▶ **PROVIDED MATERIAL**:
PR #247, opened 2017-05-15
Add isClass ES6 class check for td.object

razor-x:
@searls This is an attempt to address the regression in https://github.com/testdouble/testdouble.js/issues/241#issuecomment-299611507. 

This will not work if the code you are trying to test is first converted with babel to a target that does not support `class` as then you would be passing a `function` to `td.object`. I'm not too concerned with that as right now it's broken if you are using `class` where it should be supported.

▶ **TASK DETAILS**:
Nothing in the data may be left out. Copy all of it exactly.

▶ **RESPONSE FOR THIS EXERCISE**:
PR #247, opened 2017-05-15
Add isClass ES6 class check for td.object

razor-x:
@searls This is an attempt to address the regression in https://github.com/testdouble/testdouble.js/issues/241#issuecomment-299611507. 

This will not work if the code you are trying to test is first converted with babel to a target that does not support `class` as then you would be passing a `function` to `td.object`. I'm not too concerned with that as right now it's broken if you are using `class` where it should be supported.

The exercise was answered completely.